== YOUR ASSIGNMENT ==
What you return must be the complete listing, unchanged.
SOURCE DATA START
PR #5963, opened 2024-10-23
feat:add transfer Leader cmd

E2ern1ty:
## What type of PR is this?
- [ ] bug
- [x] feature
- [ ] enhancement

#### Description:
I think this feature will be more universal if placed in the nebula kernel
https://github.com/vesoft-inc/nebula-operator/issues/270

## How do you solve it?
add new transfer cmd for nebula, remove leader before change storaged group.
Maybe this function needs some guidance to make it better.

test in 3 replica,2 shards,just as the picture:
企业微信截图_31c1c9b2-9f8c-4454-aed5-87cbc76ade5e

## Checklist:
Tests:
- [x] Function test
- [ ] Performance test
- [ ] N/A

Affects:

## Release notes:

> ex. Fixed the bug .....

### DIFF
--- a/src/clients/meta/MetaClient.cpp
+++ b/src/clients/meta/MetaClient.cpp
@@ -2840,6 +2840,26 @@ folly::Future<StatusOr<std::vector<cpp2::RoleItem>>> MetaClient::getUserRoles(st
   return future;
 }
 
+folly::Future<StatusOr<bool>> MetaClient::transferLeader(const HostAddr& host,
+                                                         GraphSpaceID spaceId,
+                                                         int32_t concurrency) {
+  cpp2::LeaderTransferReq req;
+  req.space_id_ref() = spaceId;
+  req.host_ref() = host;
+  req.concurrency_ref() = concurrency;
+  folly::Promise<StatusOr<bool>> promise;
+  auto future = promise.getFuture();
+  getResponse(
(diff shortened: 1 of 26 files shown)


critical27:
Thx for contribution. But I'm wondering what's the purpose of this command? Is it used for `data balance remove ...`, as described in https://github.com/vesoft-inc/nebula-operator/issues/270? If yes, what happened here is that before we remove a part from the leader, the leadership has already been transferred.

E2ern1ty:
> Thx for contribution. But I'm wondering what's the purpose of this command? Is it used for `data balance remove ...`, as described in [vesoft-inc/nebula-operator#270](https://github.com/vesoft-inc/nebula-operator/issues/270)? If yes, what happened here is that before we remove a part from the leader, the leadership has already been transferred. So the command is not quite necessary.



> Thx for contribution. But I'm wondering what's the purpose of this command? Is it used for `data balance remove ...`, as described in [vesoft-inc/nebula-operator#270](https://github.com/vesoft-inc/nebula-operator/issues/270)? If yes, what happened here is that before we remove a part from the leader, the leadership has already been transferred. So the command is not quite necessary.


This command is used to migrate the leaders on a storage node before repairing the machine. It does not involve any data migration, aiming to minimize the impact on upper-layer services.

Issue #6042, opened 2025-04-10
Support vector value type and data type


czpmango:

tom-jerr:
**Feature Request: Add Data Type Specification for Vector Values**
1. We need a new value type VECTOR, like List, Map, etc.. This type is for vector data.
2. VECTOR type has original vector data and metadata of data, like dimension.
3. We also need a property type for vector property.
4. For better performance, we need to storage other properties and vector property separately, so we use multiple column family rocksdb.

PR #6060, opened 2025-06-23
lzy: Support vector value type and data type

tom-jerr:
## What type of PR is this?
- [ ] bug
- [x] feature
- [ ] enhancement

#### Issue(s) number: 
Support vector value type and data type #6042
#### Description:
**Feature Request: Add Data Type Specification for Vector Values**
1. We need a new value type VECTOR, like List, Map, etc.. This type is for vector data.
2. VECTOR type has original vector data and metadata of data, like dimension.
3. We also need a property type for vector property.
4. For better performance, we need to storage other properties and vector property separately, so we use multiple column family rocksdb.

## How do you solve it?
1. Implement vector value type and property type and do the unit test for vector type
	- Add new value type: VECTOR
	- Modify RocksEngine to support multiple column family of RocksDB
2. Implement serialization and deserialization for vector type: Graphd to Storaged by thrift
	- Add thrift operation for vector type
	- Encoding of vector type key
	- RowWriter and RowReader for vector type

### Vector Value Type
Vector type is consist of original vector data and dimension of vector data. 
VectorType

### Vector Property Type
The VECTOR type can be used as a property type. For storage, the actual data content of the vector is placed at the end of the encoded data block. We then use an offset and a length to specify the exact memory region where the vector's content is located. 

###  Storage for Vector Data
Specifically, Vertex data is stored in RocksDB in the form of KV pairs. We use RocksDB's Column Family to separate storage of VECTOR attributes and other graph attributes.  We should add read and write method for RowReader and RowWriter.

#### Key of Vector Type 
The key of vector attributes is PartitionID + VertexID + TagID + PropID, Value is serialized vector data.
vector_key

#### Encoded Value
The encoded value of vector is consist of metadata and original data. Metadata is offset and length of original data, and original data is at last of whole value.
encode_value

## Checklist:
Tests:
- [ ] Function test
- [ ] Performance test
- [ ] N/A

TCK Tests:
tck_tests

Affects:

## Release notes:

> ex. Fixed the bug .....

### DIFF
--- a/src/common/datatypes/Vector.h
+++ b/src/common/datatypes/Vector.h
@@ -1,0 +1,171 @@
+/* Copyright (c) 2020 vesoft inc. All rights reserved.
+ *
+ * This source code is licensed under Apache 2.0 License.
+ */
+
+#ifndef COMMON_DATATYPES_VECTOR_H_
+#define COMMON_DATATYPES_VECTOR_H_
+#include <folly/dynamic.h>
+
+#include <cassert>
+#include <cmath>
+#include <iostream>
+#include <sstream>
+#include <vector>
+namespace nebula {
+/*
+ * Vector Type is consist of a vector of values and dimension of vector.
+ * The element type in vector is float.
+ */
+struct Vector {
+  int64_t dimension;
+  std::vector<float> values;
+
+  Vector() : dimension(0) {}
+  Vector(const Vector& rhs) = default;
+  Vector(Vector&& rhs) noexcept = default;
+  explicit Vector(std::vector<float> vals, int64_t dim) : dimension(dim), values(std::move(vals)) {}
+  explicit Vector(std::vector<float> vals) : dimension(vals.size()), values(std::move(vals)) {}
+
+  Vector& operator=(const Vector& rhs) {
+    if (this == &rhs) {
+      return *this;
+    }
+    values = rhs.values;
+    dimension = rhs.dimension;
+    return *this;
+  }
+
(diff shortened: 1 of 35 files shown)


src/common/datatypes/Vector.h
```diff
@@ -0,0 +1,171 @@
...
+#include <iostream>
+#include <sstream>
+#include <vector>
+namespace nebula {
+/*
+ * Vector Type is consist of a vector of values and dimension of vector.
+ * The element type in vector is float.
+ */
+struct Vector {
+  int64_t dimension;
```
czpmango, line 21: The field `dimension` will introduce additional memory overhead, which is unnecessary.
```
auto dim() const {
     return values.size();
}
```

src/common/datatypes/Vector.h
```diff
@@ -0,0 +1,171 @@
...
+    return result;
+  }
+
+  Vector operator-(const Vector& rhs) const {
+    Vector result;
+    result.dimension = dimension;
+    result.values.resize(dimension);
+    for (size_t i = 0; i < static_cast<size_t>(dimension); ++i) {
+      result.values[i] = values[i] - rhs.values[i];
+    }
```
czpmango, line 112: Comparison operations on vector data should not be allowed. We should limit its operation semantics, which is also the key reason why vector data type cannot reuse list type.

tom-jerr: Ok, I will update the code and document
SOURCE DATA END
== RESPONSE TO THIS TASK ==
PR #5963, opened 2024-10-23
feat:add transfer Leader cmd

E2ern1ty:
## What type of PR is this?
- [ ] bug
- [x] feature
- [ ] enhancement

#### Description:
I think this feature will be more universal if placed in the nebula kernel
https://github.com/vesoft-inc/nebula-operator/issues/270

## How do you solve it?
add new transfer cmd for nebula, remove leader before change storaged group.
Maybe this function needs some guidance to make it better.

test in 3 replica,2 shards,just as the picture:
企业微信截图_31c1c9b2-9f8c-4454-aed5-87cbc76ade5e

## Checklist:
Tests:
- [x] Function test
- [ ] Performance test
- [ ] N/A

Affects:

## Release notes:

> ex. Fixed the bug .....

### DIFF
--- a/src/clients/meta/MetaClient.cpp
+++ b/src/clients/meta/MetaClient.cpp
@@ -2840,6 +2840,26 @@ folly::Future<StatusOr<std::vector<cpp2::RoleItem>>> MetaClient::getUserRoles(st
   return future;
 }
 
+folly::Future<StatusOr<bool>> MetaClient::transferLeader(const HostAddr& host,
+                                                         GraphSpaceID spaceId,
+                                                         int32_t concurrency) {
+  cpp2::LeaderTransferReq req;
+  req.space_id_ref() = spaceId;
+  req.host_ref() = host;
+  req.concurrency_ref() = concurrency;
+  folly::Promise<StatusOr<bool>> promise;
+  auto future = promise.getFuture();
+  getResponse(
(diff shortened: 1 of 26 files shown)


critical27:
Thx for contribution. But I'm wondering what's the purpose of this command? Is it used for `data balance remove ...`, as described in https://github.com/vesoft-inc/nebula-operator/issues/270? If yes, what happened here is that before we remove a part from the leader, the leadership has already been transferred.

E2ern1ty:
> Thx for contribution. But I'm wondering what's the purpose of this command? Is it used for `data balance remove ...`, as described in [vesoft-inc/nebula-operator#270](https://github.com/vesoft-inc/nebula-operator/issues/270)? If yes, what happened here is that before we remove a part from the leader, the leadership has already been transferred. So the command is not quite necessary.



> Thx for contribution. But I'm wondering what's the purpose of this command? Is it used for `data balance remove ...`, as described in [vesoft-inc/nebula-operator#270](https://github.com/vesoft-inc/nebula-operator/issues/270)? If yes, what happened here is that before we remove a part from the leader, the leadership has already been transferred. So the command is not quite necessary.


This command is used to migrate the leaders on a storage node before repairing the machine. It does not involve any data migration, aiming to minimize the impact on upper-layer services.

Issue #6042, opened 2025-04-10
Support vector value type and data type


czpmango:

tom-jerr:
**Feature Request: Add Data Type Specification for Vector Values**
1. We need a new value type VECTOR, like List, Map, etc.. This type is for vector data.
2. VECTOR type has original vector data and metadata of data, like dimension.
3. We also need a property type for vector property.
4. For better performance, we need to storage other properties and vector property separately, so we use multiple column family rocksdb.

PR #6060, opened 2025-06-23
lzy: Support vector value type and data type

tom-jerr:
## What type of PR is this?
- [ ] bug
- [x] feature
- [ ] enhancement

#### Issue(s) number: 
Support vector value type and data type #6042
#### Description:
**Feature Request: Add Data Type Specification for Vector Values**
1. We need a new value type VECTOR, like List, Map, etc.. This type is for vector data.
2. VECTOR type has original vector data and metadata of data, like dimension.
3. We also need a property type for vector property.
4. For better performance, we need to storage other properties and vector property separately, so we use multiple column family rocksdb.

## How do you solve it?
1. Implement vector value type and property type and do the unit test for vector type
	- Add new value type: VECTOR
	- Modify RocksEngine to support multiple column family of RocksDB
2. Implement serialization and deserialization for vector type: Graphd to Storaged by thrift
	- Add thrift operation for vector type
	- Encoding of vector type key
	- RowWriter and RowReader for vector type

### Vector Value Type
Vector type is consist of original vector data and dimension of vector data. 
VectorType

### Vector Property Type
The VECTOR type can be used as a property type. For storage, the actual data content of the vector is placed at the end of the encoded data block. We then use an offset and a length to specify the exact memory region where the vector's content is located. 

###  Storage for Vector Data
Specifically, Vertex data is stored in RocksDB in the form of KV pairs. We use RocksDB's Column Family to separate storage of VECTOR attributes and other graph attributes.  We should add read and write method for RowReader and RowWriter.

#### Key of Vector Type 
The key of vector attributes is PartitionID + VertexID + TagID + PropID, Value is serialized vector data.
vector_key

#### Encoded Value
The encoded value of vector is consist of metadata and original data. Metadata is offset and length of original data, and original data is at last of whole value.
encode_value

## Checklist:
Tests:
- [ ] Function test
- [ ] Performance test
- [ ] N/A

TCK Tests:
tck_tests

Affects:

## Release notes:

> ex. Fixed the bug .....

### DIFF
--- a/src/common/datatypes/Vector.h
+++ b/src/common/datatypes/Vector.h
@@ -1,0 +1,171 @@
+/* Copyright (c) 2020 vesoft inc. All rights reserved.
+ *
+ * This source code is licensed under Apache 2.0 License.
+ */
+
+#ifndef COMMON_DATATYPES_VECTOR_H_
+#define COMMON_DATATYPES_VECTOR_H_
+#include <folly/dynamic.h>
+
+#include <cassert>
+#include <cmath>
+#include <iostream>
+#include <sstream>
+#include <vector>
+namespace nebula {
+/*
+ * Vector Type is consist of a vector of values and dimension of vector.
+ * The element type in vector is float.
+ */
+struct Vector {
+  int64_t dimension;
+  std::vector<float> values;
+
+  Vector() : dimension(0) {}
+  Vector(const Vector& rhs) = default;
+  Vector(Vector&& rhs) noexcept = default;
+  explicit Vector(std::vector<float> vals, int64_t dim) : dimension(dim), values(std::move(vals)) {}
+  explicit Vector(std::vector<float> vals) : dimension(vals.size()), values(std::move(vals)) {}
+
+  Vector& operator=(const Vector& rhs) {
+    if (this == &rhs) {
+      return *this;
+    }
+    values = rhs.values;
+    dimension = rhs.dimension;
+    return *this;
+  }
+
(diff shortened: 1 of 35 files shown)


src/common/datatypes/Vector.h
```diff
@@ -0,0 +1,171 @@
...
+#include <iostream>
+#include <sstream>
+#include <vector>
+namespace nebula {
+/*
+ * Vector Type is consist of a vector of values and dimension of vector.
+ * The element type in vector is float.
+ */
+struct Vector {
+  int64_t dimension;
```
czpmango, line 21: The field `dimension` will introduce additional memory overhead, which is unnecessary.
```
auto dim() const {
     return values.size();
}
```

src/common/datatypes/Vector.h
```diff
@@ -0,0 +1,171 @@
...
+    return result;
+  }
+
+  Vector operator-(const Vector& rhs) const {
+    Vector result;
+    result.dimension = dimension;
+    result.values.resize(dimension);
+    for (size_t i = 0; i < static_cast<size_t>(dimension); ++i) {
+      result.values[i] = values[i] - rhs.values[i];
+    }
```
czpmango, line 112: Comparison operations on vector data should not be allowed. We should limit its operation semantics, which is also the key reason why vector data type cannot reuse list type.

tom-jerr: Ok, I will update the code and document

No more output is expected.